Extracted material ->
PR #76, opened 2017-03-20
DM-9190: Cleanup pybind11 remaining code

pschella:


python/lsst/meas/base/sincCoeffs.cc
```diff
@@ -52,4 +52,6 @@ PYBIND11_PLUGIN(sincCoeffs) {
     return mod.ptr();
```
r-owen: I believe this module needs to import `lsst.afw.geom` and `lsst.afw.image`

PR #77, opened 2017-03-31
DM-10039: Incorrect docs for CatalogCalculationConfig.

jdswinbank:


python/lsst/meas/base/catalogCalculation.py
```diff
@@ -103,9 +103,9 @@ def __exit__(self, exc_type, exc_value, traceback):
 
 class CatalogCalculationConfig(lsst.pex.config.Config):
     '''
-    Default CatalogCalculationConfig. Currently this is an empty list, meaning that there are no default
```
natelust: This doc string did not get updated when a default plugin was added (on 5877 I think) Im sorry I didn't catch it, but am happy you did

python/lsst/meas/base/catalogCalculation.py
```diff
@@ -103,9 +103,9 @@ def __exit__(self, exc_type, exc_value, traceback):
...
-    plugins run. The config object for each plugin must use this variable to specify the names of all
-    plugins to be run.
+    Config class for catalog calculation driver task.
+
+    Specifies which plugins our catalog calculation will use.
```
natelust: I would prefer the text: " Specifies which plugins will execute when a CatalogCalculationTask is run"

PR #247, opened 2023-06-23
DM-38546: Improve TestDataset for new CalibrateImage

parejkoj:


python/lsst/meas/base/tests.py
```diff
@@ -419,6 +419,11 @@ def _installFootprint(self, record, image, setPeakSignificance=True):
     def addSource(self, instFlux, centroid, shape=None, setPeakSignificance=True):
         """Add a source to the simulation.
 
+        To insert a point source with a given signal-to-noise (sn), the total
+        ``instFlux`` should be: ``sn*noise*psf_area``, where ``noise`` is the
+        noise you will pass to ``realize()``, and
+        ``psf_area=sqrt(4*pi*r^2)``, where ``r`` is the width of the PSF.
```
TallJimbo, line 434: I think the quantity inside the `sqrt` is more like an area; maybe `psf_size` instead of `psf_area` would be clearer.

TallJimbo (approved):

PR #257, opened 2023-10-27
DM-41345: Make TestDataset catalog look more like Calibrate output

parejkoj:


cmsaunders (approved):
This looks reasonable to me. I don't any of the other tests use the coordinates, so I guess moving `updateSourceCoords` into the lower-level class doesn't change anything.

PR #260, opened 2023-11-22
DM-37386: Add a CenterAll flag during detect and measure

parejkoj:


src/PixelFlags.cc
```diff
@@ -94,22 +117,46 @@ PixelFlagsAlgorithm::PixelFlagsAlgorithm(Control const& ctrl, std::string const&
...
-                                                               "Source's center is close to suspect pixels");
+    // Flags that correspond to mask bits which are set anywhere in the 3x3 central region of the object.
+    _centerKeys["INTRP"] = schema.addField<afw::table::Flag>(
+            name + "_flag_interpolatedCenter", "Interpolated pixel in the 3x3 region around the centroid.");
+    _centerKeys["SAT"] = schema.addField<afw::table::Flag>(
+            name + "_flag_saturatedCenter", "Saturated pixel in the 3x3 region around the centroid.");
+    _centerKeys["CR"] = schema.addField<afw::table::Flag>(
+            name + "_flag_crCenter", "Cosmic ray in the 3x3 region around the centroid.");
+    _centerKeys["BAD"] = schema.addField<afw::table::Flag>(name + "_flag_badCenter",
+                                                           "Bad pixel in the 3x3 region around the centroid");
```
fred3m, line 128: I'm not sure why this is formatted differently than all of the other schema fields.

fred3m (approved):
Ok, it took me a little while but I think I understand how this works now. I think that the use of `_bits` and `_bitsAll` is confusing, since `_bitsAll` doesn't really mean all of the bits in the footprint had a given masked bit set, just the center 3x3 grid, and when paired with `_bits` it's more confusing.

I understand what you were trying to convey, since `_bits` is the union of all of the bits in the spanset and `_bitsAll` is the intersection of all of the bits in the spanset, so I would recommend renaming them accordingly, ie. `_unionBits` and `_intersectionBits`, or `_anyBit` and `_allBits`.

src/PixelFlags.cc
parejkoj: Formatting is entirely determined by clang-format: in this case, I think it's because the docstring is shorter.

PR #264, opened 2024-02-15
DM-42914: Add edgeCenter and edgeCenterAll flags

parejkoj:


src/PixelFlags.cc
```diff
@@ -107,7 +107,8 @@ PixelFlagsAlgorithm::PixelFlagsAlgorithm(Control const& ctrl, std::string const&
     // Set all the flags that correspond to mask planes anywhere in the footprint
     _anyKeys["EDGE"] = schema.addField<afw::table::Flag>(
             name + "_flag_edge",
-            "Source is outside usable exposure region (masked EDGE or NO_DATA, or centroid off image)");
+            "Source is outside usable exposure region (masked EDGE or NO_DATA, or centroid off image).");
+    _anyKeys["NO_DATA"] = _anyKeys.at("EDGE");  // Also set edge flag for NO_DATA.
```
kfindeisen, line 111: Do I understand correctly that `_anyKeys[K]`, `_centerKeys[K]`, and `_centerAllKeys[K]` are "the key to the catalog flag that should be set if make K is set" (some comments in the class definition would have been helpful)? Should I be worried about the fact that the [config code](https://github.com/lsst/meas_base/blob/04a9dd8c0aad1c3faaccc75ddf2679f927b2838e/src/PixelFlags.cc#L156-L176) can apparently overwrite these keys?

parejkoj: Yes, your understanding of those maps is correct.

Good catch that we've never enforced that the config not change the existing key definitions. That should be fixed, but probably not on this ticket.

I can add some comments to the class header on this ticket: this code goes back to circa 2013 (thought my addition of `_centerAllKeys` is obviously newer).

src/PixelFlags.cc
```diff
@@ -219,15 +229,6 @@ void PixelFlagsAlgorithm::measure(afw::table::SourceRecord& measRecord,
...
 
-    // Set the EDGE flag if the bitmask has NO_DATA set
-    try {
-        if (func.getAnyBits() & MaskedImageF::Mask::getPlaneBitMask("NO_DATA")) {
-            measRecord.set(_anyKeys.at("EDGE"), true);
-        }
-    } catch (pex::exceptions::InvalidParameterError& err) {
-        throw LSST_EXCEPT(FatalAlgorithmError, err.what());
-    }
-
```
kfindeisen, line 230: Is this related to `_anyKeys["NO_DATA"] = _anyKeys.at("EDGE");`? If so, it should probably have been a separate commit (i.e., "clean up NO_DATA handling" as opposed to "Add edgeCenter*").

tests/test_PixelFlags.py
```diff
@@ -103,28 +108,50 @@ def testOffimageNonfinite(self):
...
         """
         # These four will be explicitly set to values at the boundary; we
         # cannot add sources off the image in TestDataset.
         self.dataset.addSource(100000, lsst.geom.Point2D(20, 20))
         self.dataset.addSource(100000, lsst.geom.Point2D(20, 100))
-        self.dataset.addSource(100000, lsst.geom.Point2D(80, 100))
+        self.dataset.addSource(100000, lsst.geom.Point2D(40, 100))
         self.dataset.addSource(100000, lsst.geom.Point2D(80, 30))
+        # Half on the edge; no offimage or edgeCenterAll, but edge and edgeCenter.
+        self.dataset.addSource(100000, lsst.geom.Point2D(115, 30))
```
kfindeisen, line 127: Does "half on the edge" mean the source sits on the border of the edge region? Is the centroid _exactly_ on the border, or merely <1px off (I can see different actual/desired behavior for the two cases)?

tests/test_PixelFlags.py
```diff
@@ -103,28 +108,50 @@ def testOffimageNonfinite(self):
...
         np.testing.assert_array_equal(catalog["base_PixelFlags_flag_offimage"],
-                                      np.array([False, False, True, False, True]))
+                                      np.array([False, False, True, False, True, False, False]))
         np.testing.assert_array_equal(catalog["base_PixelFlags_flag_edge"],
-                                      np.array([False, False, True, False, True]))
+                                      np.array([False, False, True, False, True, True, True]))
+        np.testing.assert_array_equal(catalog["base_PixelFlags_flag_edgeCenter"],
+                                      np.array([False, True, True, True, True, True, True]))
+        np.testing.assert_array_equal(catalog["base_PixelFlags_flag_edgeCenterAll"],
+                                      np.array([False, True, True, True, True, False, True]))
```
kfindeisen, line 154: This style of testing is very hard to validate (which index is which source? 😵‍💫), but I suppose that's out of scope for this issue.

kfindeisen (approved):
Looks good, just some clarification/style comments.

src/PixelFlags.cc
parejkoj: Fair point: I've made that a separate commit.

tests/test_PixelFlags.py
parejkoj: I've clarified the comments. It's about whether `edgeCenter` vs. `edgeCenterAll` is set. All that I care about is where central 3x3 region is, not the exact centroid.

kfindeisen: Yes, but the position of the 3×3 region will depend on where the centroid is, and by how much...

tests/test_PixelFlags.py
parejkoj: Yeah, I know. I am responsible for adding these tests myself, so I can't blame history on this part. It was useful to have them all in one test so I could look at them on the image with afw.display to check that I'd put them where I thought I had, and then to look at the arrays being tested to see that they covered the cases I wanted.

Suggestions on how to clean it up? I could pull each source into its own test, but then it's a bit harder to reason about having caught an appropriate number of cases.

kfindeisen: Yeah, a separate method for each would probably be best. The "loop over examples" idiom wouldn't really work here, especially if you need explanatory comments for each source. 🙂

include/lsst/meas/base/PixelFlags.h
```diff
@@ -78,9 +78,10 @@ class PixelFlagsAlgorithm : public SimpleAlgorithm {
 
 private:
     Control _ctrl;
-    KeyMap _centerKeys;
-    KeyMap _centerAllKeys;
-    KeyMap _anyKeys;
+    // The afw Table Keys for the various fields we add to the schema on construction.
+    KeyMap _centerKeys;     // Keys for bits set anywhere within the 3x3 region around the centroid.
+    KeyMap _centerAllKeys;  // Keys for bits set on the entire 3x3 region around the centroid.
+    KeyMap _anyKeys;        // Keys for bits set anywhere in the footprint.
```
kfindeisen, line 84: I think the comment should at least say that the key is the name of the mask plane.

parejkoj: Better?

    // The mask name->afw Table Key map for the various fields we add to the schema on construction.

tests/test_PixelFlags.py
parejkoj: I separated the edge from the offImage tests, so at least there are many fewer bools in the arrays. I think because they're grouped together and only 2 or 4 entries to check, this is clear enough now. Thoughts?

tests/test_PixelFlags.py
parejkoj: Do the updated comments help?

kfindeisen: I guess? I'm not sure how the pixels can be "half" on the edge (a pixel is either flagged or not, no?)

parejkoj: Ah, I meant "half of the" - I'll fix that.

kfindeisen: I meant that I'm not sure how you can get half of them like that -- I would have expected e.g. one row on and two off, or vice versa.

parejkoj: Pedantism strikes again! You're right, but that doesn't matter for the test itself (nothing cares about the centroid itself, just the box around it).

Problem description -> Check each line of the data above, and please copy the ones in which the string "CatalogCalculationConfig" occurs.

Exercise output ->
DM-10039: Incorrect docs for CatalogCalculationConfig.
 class CatalogCalculationConfig(lsst.pex.config.Config):
-    Default CatalogCalculationConfig. Currently this is an empty list, meaning that there are no default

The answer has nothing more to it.